The situation: Our team of developers and testers is transitioning from ClearCase to git, in some pioneering fashion. While experience with git is limited there is some familiarity with Linux, cygwin and msys; nobody is afraid of the command line, and people were generally not very happy with ClearCase (although, of course, there was a functioning workflow). We have the not-so-uncommon setup of a central remote repository which the team members use for exchanging their contributions.
One of the major differences between git and Clearcase is that git stores versions of the entire source tree, while (base) ClearCase famously focuses on single files and directories. In ClearCase a history of the whole source tree (the sequence of check-in operations) is practically impossible to obtain, while it is a simple and often-issued git log
in git.
As indicated in the title, one of the roles for a version control system is backup. I don't want to lose more than a day or so of work in a disk crash (1), so I check in/push about daily, even incomplete work. With ClearCase the second role, "publishing", is in our workflow realized by labeling. The "lowest quality label" is a moving label which a developer places on the file versions which as a set are in some working condition. Other team members see only labeled versions (except for what they work on). Checking in often was not a problem with this ClearCase workflow. Other developers would only be confronted with it when they looked into a file history or file version tree. It would not affect their work.

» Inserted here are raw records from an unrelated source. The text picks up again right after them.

PR #1294, opened 2022-03-30
Extract consent checkboxes into separate component

tillprochaska:
Currently, these two checkboxes (as well as the specs) are duplicated four times.


phoeinx (approved):
Makes it much nicer! 👍 

@tillprochaska I added some small additional improvements, if you could have a short look and if everything is alright merge, that would be great.

Issue #1275, opened 2022-03-24
Handle `typingMessage` Signal events


tillprochaska:
If a Signal users has typing indicators enabled, we’ll receive a respective Signal message that currently isn’t handled properly. See Sentry issue 100EYES-2V.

With git, frequent commits, especially of immature code, are a nuisance which is usually avoided by local rebasing before pushing or merging. Unfortunately this remedy is not available after a push: I cannot rebase published history (the server does not even allow force pushes). But I must push frequently for backup. This conundrum exists even though I work on a feature branch, because pushing to a shared repo amounts to a sort of "publishing" even before the feature branch is officially "published" by merging it back into master. After that merge, all of the "dirty" commit history is polluting master.
Thus my wish, and the team's requirement, to produce a legible, meaningful publishing history collides with the need to regularily backup my work. This was less an issue in ClearCase because the history steps are mostly hidden, and there is no overall archive history which is incremented by every single commit to a file (which is actually a problem, of course).

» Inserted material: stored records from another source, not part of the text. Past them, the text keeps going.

PR #1299, opened 2022-03-30
Remove `spring-watcher-listen` and update `spring` to v4

tillprochaska:
`spring-watcher-listen` uses file system events (instead of polling) to reload files in the development environment, which should be a little more CPU efficient. However, `spring-watcher-listen` requires spring –– the most recent version of `spring` being v4.

spring v2 has been super slow for my setup (Docker for Mac), with initial boot times of up to 5 *minutes* (so in practice, I’ve rarely used it at all). Updating to v4 has solved this (at least for me).

Is there a noticeable performance impact when not using `spring-watcher-listen` with your setups? If not, can we remove this gem so we can update to spring v3.

### DIFF
--- a/Gemfile
+++ b/Gemfile
@@ -32,7 +32,6 @@ group :development do
   # Spring speeds up development by keeping your application running in the background. Read more: https://github.com/rails/spring
   gem 'spring'
   gem 'spring-commands-rspec'
-  gem 'spring-watcher-listen', '~> 2.0.0'
 end
 
 group :test do
--- a/Gemfile.lock
+++ b/Gemfile.lock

How do other people handle this? I could probably have a second, private remote repo somewhere on a network share (which would also allow force pushes) just for backup purposes, and then publish to the team repo only after rebasing and polishing. But I have never heard of such a workflow, and it seems cumbersome.
Is it simply that most people do not backup that often (say, only every week or so)? Is that acceptable?
(1) And of course my local repo resides on the same disk as the working tree.